We use for that the *datasets* **module**.

It’s **a module** integrated to *PyTorch* that allows to **quickly load datasets**. Ideal **to practice coding !**

**The dataset** that interests us is called *CIFAR*-10. It is composed of **60 000 images in RGB color and size 32×32**; they are divided into **10 classes** (plane, automobile, bird, cat, deer, dog, frog, horse, boat, truck), with **6 000 images per class.**

```
from torchvision import datasets
from torchvision import transforms
data_path = '../data-unversioned/p1ch7/'
cifar10 = datasets.CIFAR10(
data_path, train=True, download=True,
transform=transforms.ToTensor()
)
```

Several parameters are specified:

**data_path**, the directory where the cifar-10 dataset will be saved**train = True**, create the dataset from the training set, if False create from the test set.**download = True**, downloads the dataset from the internet and places it in the root directory. If the dataset is already downloaded, it is not downloaded again.**transform = transforms.ToTensor()**, allows to initialize the images directly as a PyTorch Tensor (if nothing is specified the images are in PIL.Image format)

## Verifying the data

Let’s be a bit more precise, we have a variable *cifar10* which is **a dataset containing tuples.**

**These tuples** are composed of :

**a tensor**(which represents the image)**an int**which represents the label of the image

```
img_t, index_label = cifar10[5]
type(img_t), type(index_label)
```

We have recovered one of the images of the dataset,** let’s display it !**

We recall that an image tensor is in the format **Color X Height X Width**. To display the image, it is necessary to **change its format to Height X Width X Color**.

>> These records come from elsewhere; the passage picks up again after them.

PR #483, opened 2025-04-08
Check to see if `ChildNameGenerator.CHILD_NAME_FILE` can be removed

basil:


src/main/java/com/cloudbees/hudson/plugins/folder/AbstractFolder.java
```diff
@@ -377,19 +374,15 @@ public static <K, V extends TopLevelItem> Map<K, V> loadChildren(AbstractFolder<
...
+                if (name == null) {
+                    name = subdir.getName();
                 }
                 if (item instanceof AbstractItem) {
                     var abstractItem = (AbstractItem) item;
-                    if (itemFromDir != null && !legacyName.equals(name) && abstractItem.getDisplayNameOrNull() == null) {
+                    if (itemFromDir != null && !subdir.getName().equals(name) && abstractItem.getDisplayNameOrNull() == null) {
                         try (BulkChange ignored = new BulkChange(item)) {
-                            abstractItem.setDisplayName(childName);
+                            abstractItem.setDisplayName(name);
```
jglick, line 385: I am not sure this is right. Does it have test coverage? My understanding is that the original `childName` would have been a raw name, say `fix/xxx`, whereas `name` here is encoded like `fix%2Fxxx` (as opposed to `subdir.name` which would be mangled like `fix_2Fxxx.123ab`). We want the display name to be `fix/xxx` rather than its default value of `Item.name` which I think is `name` in this context.

src/main/java/com/cloudbees/hudson/plugins/folder/AbstractFolder.java
```diff
@@ -407,22 +400,13 @@ public static <K, V extends TopLevelItem> Map<K, V> loadChildren(AbstractFolder<
...
-        if (!computedName.equals(name)) {
-            throw new IllegalStateException("Computed name '" + computedName + "' does not match name read from file '" + name + "'");
+        String name = childNameGenerator().itemNameFromItem(this, item);
+        if (name == null) {
+            name = dir.getName();
         }
         return name;
     }
 
-    protected final I itemsPut(String name, I item) {
```
jglick, line 421: This method seems to be used by a CloudBees proprietary plugin.

src/main/java/com/cloudbees/hudson/plugins/folder/AbstractFolder.java
basil: It does not have test coverage. I have removed this code, as it was not necessary. Reasoning is as follows.

First, `branch-api` already sets the display name if needed:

To do so, we use the *permute()* **function**.

```
import matplotlib.pyplot as plt
plt.imshow(img_t.permute(1, 2, 0))
plt.show()
```

We also may display t**he label associated with the image:**

`index_label`

The *index_label* **variable is equal to 1.** In fact we have retrieved the index that will allow us to know **the name of the label.**

For that, we just have to **refer to this list :**

```
label_names = ['airplane', 'automobile', 'bird', 'cat', 'deer', 'dog', 'frog', 'horse', 'ship', 'truck']
label_names[index_label]
```

Our image has the label ‘automobile’. **So far, everything seems to be consistent !**

**Normalizing data**

**Normalizing** data is a step often forgotten by **Data Scientists**, even though it is essential to build **a good Machine Learning algorithm.**

**Normalization** is the fact of **modifying the data of each channel/tensor** so that** the mean is zero and the standard deviation is one.**

We show you **an example** with **the normalization of a list below :**

We show you an example below with **the normalization of a list below…**

…first, we calculate **the mean** and **the standard deviation :**

```
import numpy as np
l = [60, 9, 37, 14, 23, 4]
np.mean(l), np.std(l)
```

We obtain : *(24.5, 19.102792117035317)*

In fact, this calculation will allow us to apply the following **normalization formula** on each element of the list:

*(element – mean) / standard deviation*

```
l_norm = [(element - np.mean(l)) / np.std(l) for element in l]
print(l_norm)
```

We obtain : *[1.86, -0.81, 0.65, -0.55, -0.08, -1.07]*

Our list is now **normalized**.

We can **check** that **the mean** is 0 and **the standard deviation** is 1:

`np.mean(l_norm), np.std(l_norm)`

We obtain : *(0.0, 1.0)*

**But why do we want to normalize our data?**

In fact there are **two main reasons :**

**normalizing data**includes them in the same range as our activation functions, usually between 0 and 1. This allows for less frequent non-zero gradients during training, and therefore**the neurons in our network will learn faster.****by normalizing each channel**so that they have the same distribution, we ensure that**the channel information can be mixed**and**updated during the gradient descent**(back propagation)**using the same learning rate.**

**Reminder :** we call a **channel** a group of tensor. In our case each image corresponds to a tensor.

**The PyTorch advantage**

### Normalize Data Manually

With *PyTorch* we can **normalize** our data set quite **quickly.**

We are going to create **the tensor channel** we talked about in the previous part.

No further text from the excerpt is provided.